RECORDS SUPPLIED -
..............................
PR #2004, opened 2022-07-30
feat: add support for `cp` command on Windows using shx

kichik:
---

### DIFF
--- a/src/task-runtime.ts
+++ b/src/task-runtime.ts
@@ -152,7 +152,7 @@ class RunTask {
         const cmd = exec.split(" ")[0];
         if (
           platform() == "win32" &&
-          ["mkdir", "mv", "rm", "cp", "cd"].includes(cmd)
+          ["mkdir", "mv", "rm", "cp"].includes(cmd)
         ) {
           command = `shx ${exec}`;
         } else {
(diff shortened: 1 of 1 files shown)


kichik:
I'm [using `cp`](https://github.com/CloudSnorkel/cdk-github-runners/blob/b816ef0b81f0fe802bced0049790151eb461d42f/.projenrc.js#L119-L120) and it would be nice to have it automatically use `shx`.

src/task-runtime.ts
```diff
@@ -150,7 +150,10 @@ class RunTask {
         let command = "";
         let hasError = false;
         const cmd = exec.split(" ")[0];
-        if (platform() == "win32" && ["mkdir", "mv", "rm"].includes(cmd)) {
+        if (
+          platform() == "win32" &&
+          ["mkdir", "mv", "rm", "cp", "cd"].includes(cmd)
```
mrgrain, line 155: This is great addition, but I don't think `cd` is supported by `shx`. [1]

```suggestion
          ["mkdir", "mv", "rm", "cp"].includes(cmd)
```

[1] https://github.com/shelljs/shx#unsupported-commands

mrgrain (changes requested):

src/task-runtime.ts
kichik: Thanks. I misread the documentation.

mrgrain (approved):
..............................
Since the material above must be kept intact, output it exactly as it is.

PR #2004, opened 2022-07-30
feat: add support for `cp` command on Windows using shx

kichik:
---

### DIFF
--- a/src/task-runtime.ts
+++ b/src/task-runtime.ts
@@ -152,7 +152,7 @@ class RunTask {
         const cmd = exec.split(" ")[0];
         if (
           platform() == "win32" &&
-          ["mkdir", "mv", "rm", "cp", "cd"].includes(cmd)
+          ["mkdir", "mv", "rm", "cp"].includes(cmd)
         ) {
           command = `shx ${exec}`;
         } else {
(diff shortened: 1 of 1 files shown)


kichik:
I'm [using `cp`](https://github.com/CloudSnorkel/cdk-github-runners/blob/b816ef0b81f0fe802bced0049790151eb461d42f/.projenrc.js#L119-L120) and it would be nice to have it automatically use `shx`.

src/task-runtime.ts
```diff
@@ -150,7 +150,10 @@ class RunTask {
         let command = "";
         let hasError = false;
         const cmd = exec.split(" ")[0];
-        if (platform() == "win32" && ["mkdir", "mv", "rm"].includes(cmd)) {
+        if (
+          platform() == "win32" &&
+          ["mkdir", "mv", "rm", "cp", "cd"].includes(cmd)
```
mrgrain, line 155: This is great addition, but I don't think `cd` is supported by `shx`. [1]

```suggestion
          ["mkdir", "mv", "rm", "cp"].includes(cmd)
```

[1] https://github.com/shelljs/shx#unsupported-commands

mrgrain (changes requested):

src/task-runtime.ts
kichik: Thanks. I misread the documentation.

mrgrain (approved):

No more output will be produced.